Step 7 — Cure, Then Reload

A week later. Workbench back, tools on the wall, and you can finally park on it.
Now you wait, and waiting is the part people fail. Stay off it 24 hours. Light foot traffic at 3 days. Workbench and shelving back at about a week. Park a car at 7 days for latex, 7 to 14 for epoxy, longer if the garage runs cold.
Cold slows cure to a crawl. Below 60 degrees, add days. A coating that feels hard to your thumb can still be soft underneath where a hot tire grabs it. When in doubt, give it the extra two days.
Common Mistakes
- Skipping the etch because the can says “self-priming.” Self-priming on a vertical wall, maybe. On a slick troweled slab, no. Bare concrete needs the etch to open the pores or the coating peels in tire-shaped chunks the first winter.
- Coating a slab that’s wicking moisture. The plastic-sheet test takes 24 hours and saves the whole job. Coat a wet slab and it blisters off from underneath no matter how good the paint is.
- Parking on it too soon. Hot-tire pickup is the failure I get called about most. The film feels dry but isn’t cured. Wait the full 7 to 14 days.
- Rolling it on thick to “save a coat.” A heavy coat stays soft under the skin and peels. Two thin coats beat one thick one every time.

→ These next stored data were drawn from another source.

PR #868, opened 2021-01-22
admin: stackify admin server

hawkw:
This branch refactors the proxy admin endpoint to build a server stack
using the same primitives used for the proxy servers. This is intended
primarily to allow us to easily add metrics to the admin server by just
slotting in the existing proxy metrics layers.

This change also has some side benefits:

* We now reuse more existing code for building the admin server, rather
  than writing separate versions of our accept & serve HTTP code
  specifically for admin,
* We now support HTTP/2 for the admin server :)

### DIFF
--- a/linkerd/app/src/admin.rs
+++ b/linkerd/app/src/admin.rs
@@ -1,6 +1,7 @@
-use crate::identity::LocalCrtKey;
+use crate::{http, identity::LocalCrtKey, inbound, svc};
 use linkerd_app_core::{
-    admin, config::ServerConfig, drain, metrics::FmtMetrics, serve, tls, trace, Error,
+    admin, config::ServerConfig, detect, drain, metrics::FmtMetrics, serve, tls, trace,
+    transport::listen, Error,
 };
 use std::{net::SocketAddr, pin::Pin, time::Duration};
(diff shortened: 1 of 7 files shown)


linkerd/app/src/admin.rs
```diff
@@ -27,22 +31,45 @@ impl Config {
...
+                    .push(http::BoxResponse::layer())
+                    .push(svc::MapErrLayer::new(Error::from)),
+            )
+            .check_new_clone::<(http::Version, inbound::TcpAccept)>()
+            .push(http::NewServeHttp::layer(Default::default(), drain.clone()))
+            .push(svc::NewUnwrapOr::layer(
+                svc::Fail::<_, AdminHttpOnly>::default(),
+            ))
+            .push(detect::NewDetectService::timeout(
+                Duration::from_secs(1),
```
olix0r, line 52: nit: perhaps consitfy a DETECT_TIMEOUT to be used here and below in TLS detect/

olix0r (approved):
tioli: If we boxed the request body we could avoid having to make tracing/etc generic over the body type.

kleimkuhler (approved):

PR #871, opened 2021-01-23
admin: add metrics

hawkw:
This PR adds HTTP request/response, transport, and stack metrics for the
admin server to the proxy's inbound metrics. The `target_addr` labels
added in #861 and #866 disambiguate these metrics from other inbound
metrics.

I've also added new tests for admin server metrics.

Since the admin server serves a known set of HTTP paths, I'd like to add
per-path metrics to the admin metrics as well. We could do this by using
the existing service profiles code to add profile metrics to the admin
server with a hard-coded service profile. As this is probably a bigger
change, I'll work on this in a follow-up branch.

### DIFF
--- a/linkerd/app/src/admin.rs
+++ b/linkerd/app/src/admin.rs
@@ -51,11 +51,6 @@ impl Config {
                 svc::layers()
                     .push(metrics.http_errors.clone())
                     .push(errors::layer())
-                    .push(
-                        metrics
-                            .stack
-                            .layer(metrics::StackLabels::inbound("http", "admin")),
-                    )
                     .push(http::BoxResponse::layer()),
             )
             .push(svc::stack::MapTargetLayer::new(|(http_version, tcp)| {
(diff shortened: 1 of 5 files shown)


linkerd/app/src/admin.rs
```diff
@@ -40,12 +46,29 @@ impl Config {
...
                 svc::layers()
-                    .push(http::BoxResponse::layer())
-                    .push(svc::MapErrLayer::new(Error::from)),
+                    .push(metrics.http_errors.clone())
+                    .push(errors::layer())
+                    .push(
+                        metrics
+                            .stack
+                            .layer(metrics::StackLabels::inbound("http", "admin")),
+                    )
```
olix0r, line 58:
```suggestion
```

I don't really think we need these diagnostics.

olix0r (approved):
lgtm

olix0r:
>  I'd like to add per-path metrics to the admin metrics as well.

We should probably hold off on this for now. We don't have any story about consuming them, they come with some cost (i.e. in prometheus), and we probably have some higher priority work to do next.

PR #873, opened 2021-01-24
test: Disable tracing-subscriber by default

olix0r:
When running tests, we encounter panics like:

```
tcache_thread_shutdown(): unaligned tcache chunk detected
```

Disabling tracing-subscriber eliminates these panics. This change
disables the tracing subscriber for these tests until the underlying
issue is resolved.


hawkw (approved):
fine w/ me. 

we may want to try switching to just using a global subscriber in tests rather than none at all, but i can experiment with that separately.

- Coating over an old failing coating. New paint over loose paint just makes a bigger peel. Scrape everything that isn’t stuck, feather the edges, re-etch the bare concrete.
Cure Schedule
| Time after final coat | What’s safe |
|---|---|
| 24 hours | Walk on it, light foot traffic |
| 3 days | Move shelving back, set tools down |
| 7 days | Park on it (latex), workbench loaded |
| 7-14 days | Park on it (epoxy), full traffic |
| 30 days | Fully cured, wash with a degreaser |
Maintenance and Touch-Ups
A good epoxy floor holds 10 years or more in a home garage. Latex floor paint runs 3 to 5 before high-traffic lanes start to wear. Sweep grit off regularly; grit under a tire grinds the finish like sandpaper.
For a worn spot or a chip down to concrete, scuff the area with sandpaper, wipe clean, and dab fresh coating in with a small roller piece, not a brush, so the texture matches. Keep the leftover hardener and resin sealed; epoxy has a shelf life and goes thick in the can after a year or two. Mark the lid with the color and the date.
Cost Breakdown
| Item | $ |
|---|---|
| Epoxy kit or latex floor paint (1-2 gal) | $75-$220 |
| Etcher or muriatic acid | $15-$30 |
| Degreaser | $10-$15 |
| Crack filler + patch compound | $20-$35 |
| Roller, brush, tray, pole | $35 |
| Tape, plastic, gloves, respirator | $25 |
| Total | $180-$360 |
Low end is one-part latex on a one-car bay. High end is a quality two-part epoxy kit with chips and topcoat on a two-car. The etcher and the test plastic are the cheapest insurance on the list. Buy them before the expensive coating.